PR #2958, opened 2023-11-06
Fix: Horizontal Scrollbar Styling in Firefox

### LINKED ISSUE #2618: Horizontal Scroller - Horizontal scrollbar styling doesn't work for Firefox browser
**Describe the bug**
- It seems like the default scrollbar for the Firefox browser is overlapping the stylings.
- Happens both in editor and frontend

**To Reproduce**
1. Use Firefox browser
2. Add a new page
3. Add a Horizontal Scroller block
4. In Inspector, enable Scrollbar
5. Add scrollbar stylings
6. See editor if the stylings are not applied
7. Publish page
8. See frontend if stylings are also not applied

**Expected behavior**
Scrollbar styling should work for Firefox browsers in both editor and frontend.

**Screenshots**

https://user-images.githubusercontent.com/103395655/225526284-460e6b3f-8869-463e-9bc8-6e75d329edf6.mp4

**Desktop:**
 - OS: MacOS, Windows
 - Browser: Firefox
 - Browser Version: 111.0 (64-bit)

kaeizen:
fixes #2618

### DIFF
--- a/src/block/horizontal-scroller/editor.scss
+++ b/src/block/horizontal-scroller/editor.scss
@@ -10,6 +10,7 @@
 	height: var(--stk-column-height);
 	padding-inline-start: var(--stk-left-offset, 0px);
 	scrollbar-color: var(--stk-scrollbar-thumb-color, #d3d3d3) var(--stk-scrollbar-track-color, #eee); // For Firefox
+	scrollbar-width: var(--stk-scrollbar-height-firefox, 'auto'); // For Firefox
 	> * {
 		scroll-snap-align: var(--stk-snapping, center);
 		width: 100% !important;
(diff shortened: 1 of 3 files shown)


bfintal:
@andeng1106 please verify whether scrollbars in the other browsers are unaffected

andeng1106:
@bfintal Other browsers aren't affected for the fix. 

@mxkae Remaining issue:
- Height settings is still not showing as expected on Firefox (issue on editor & frontend):
   Screenshot 2023-11-08 at 6 17 12 AM
   
    - Scrollbar should look like this:
Screenshot 2023-11-08 at 6 18 28 AM

kaeizen:
Only colors and width of scrollbars can be styled in Firefox.
Specifically, scrollbar width (or height) can only be set to either: `thin` `none`, or `auto`.
For this fix, I made the `scrollbar-width` set to `thin` if the height attribute is set to less than 10, else it will get the default value ( `auto` ).
Reference: 
https://developer.mozilla.org/en-US/docs/Web/CSS/CSS_scrollbars_styling
https://developer.mozilla.org/en-US/docs/Web/CSS/scrollbar-width

PR #2962, opened 2023-11-08
fix (unique-id): check if variable is not null

### LINKED ISSUE #2961: (unique id fix): PHP Error in PHP 8.1
PHP Fatal error: Uncaught TypeError: in_array(): Argument #2 ($haystack) must be of type array, null given in /xxxxxxx/wp-content/plugins/stackable-ultimate-gutenberg-blocks/src/unique-id.php:45

prconcepcion:
fixes https://github.com/gambitph/Stackable/issues/2961

### DIFF
--- a/src/unique-id.php
+++ b/src/unique-id.php
@@ -49,10 +49,10 @@ if ( ! function_exists( 'stackable_prevent_duplicate_unique_ids' ) ) {
 
 		if ( in_array( $unique_id, $stackable_unique_ids ) ) {
 			$random_unique_id = stackable_generate_unique_id();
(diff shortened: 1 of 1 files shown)


bfintal (changes requested):
Please make sure that `$stackable_unique_ids` is always an array:

```php
// Initialize the global variable if it's not set
if ( ! isset( $stackable_unique_ids ) || ! is_array( $stackable_unique_ids ) ) {
	$stackable_unique_ids = array();
}
```

Please push directly into the array instead of calling a function:

```php
$stackable_unique_ids[] = $value;
```

PR #2965, opened 2023-11-08
fix (image block): allow richtext in image captions

### LINKED ISSUE #2964: Image block - Should be able to add a link in the image block caption

bfintal:
fixes #2964 

# TODO

This is an incomplete fix. Now that RichText in the image caption is allowed, it now conflicts with the image link: If you add an image block, then add a caption with a link, then also add a link from the advanced tab > link, the block will produce an error after saving and refreshing the editor.

The cause of the error is that the Adv tab > Link option incorrectly changes the `figure` tag into an `a` tag. The browser then detects that there is an `a` tag within an `a` tag (because you have a link in the figcaption), and tries to split the 2 `a` tags and that messes up the block structure causing the block error.

The proposed fix for this is to change the implementation of `customWrapper` in `src/block-components/image/image.js`. Since this prop is only used to turn the image into the link, we need to change this into `linkUrl` prop instead.. the image should **always** be a `figure`, then if the image needs to be made into a link, then it should just wrap the `img` tag with a link.

### DIFF
--- a/src/block-components/link/attributes.js
+++ b/src/block-components/link/attributes.js
@@ -3,7 +3,7 @@ import { addLinkAttributes } from '../helpers/link'
 export const addAttributes = ( attrObject, options = {} ) => {
 	const {
 		attrNameTemplate = 'link%s',
-		selector = 'a',
+		selector = 'a.stk-link',
 	} = options
 
 	addLinkAttributes( attrObject, attrNameTemplate, selector )
--- a/src/block-components/link/attributes.js
+++ b/src/block-components/link/attributes.js
@@ -3,7 +3,7 @@ import { addLinkAttributes } from '../helpers/link'
 export const addAttributes = ( attrObject, options = {} ) => {
 	const {
 		attrNameTemplate = 'link%s',
-		selector = 'a.stk-link',
+		selector = 'a',
 	} = options
 
 	addLinkAttributes( attrObject, attrNameTemplate, selector )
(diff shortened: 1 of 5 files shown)


bfintal (commented):
Can you try these scenarios, all should not have any block errors:
1. Create an image block in < 3.11.8, then update to this PR
2. Create an image block in < 3.11.8, then update to 3.12.3, save the page, then update to this PR
2. Create an image block in < 3.11.8 add a link in adv tab > link, then update to 3.12.3, save the page, then update to this PR
3. Create an image block in 3.12.3, then update to this PR
4. Create an image block in 3.12.3, add a caption, then update to this PR
5. Create an image block in 3.12.3, add a link in adv tab > link, then update to this PR

prconcepcion:
- [x] Create an image block in < 3.11.8, then update to this PR
- [x] Create an image block in < 3.11.8, then update to 3.12.3, save the page, then update to this PR
- [x] Create an image block in < 3.11.8 add a link in adv tab > link, then update to 3.12.3, save the page, then update to this PR
- [x] Create an image block in 3.12.3, then update to this PR
- [x] Create an image block in 3.12.3, add a link in adv tab > link, then update to this PR
- [x] Create an image block in 3.12.4, add a caption, then update to this PR
- [x] Create an image block in 3.12.4, then update to this PR
- [x] Create an image block in 3.12.4, add a link in adv tab > link, then update to this PR

src/block-components/link/attributes.js
```diff
@@ -3,7 +3,7 @@ import { addLinkAttributes } from '../helpers/link'
 export const addAttributes = ( attrObject, options = {} ) => {
 	const {
 		attrNameTemplate = 'link%s',
-		selector = 'a',
+		selector = 'a.stk-link',
```
bfintal: Instead of changing the default value for everyone that uses the `selector`, can you instead provide `a.stk-link` to the block/component that needs this?
```suggestion
		selector = 'a',
```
──────────
DIRECTIONS FOR THIS TASK —
Work through the records above. Copy every line with the string "bfintal".

RESPONSE AREA —
bfintal:
@bfintal Other browsers aren't affected for the fix. 
bfintal (changes requested):
bfintal:
bfintal (commented):
bfintal: Instead of changing the default value for everyone that uses the `selector`, can you instead provide `a.stk-link` to the block/component that needs this?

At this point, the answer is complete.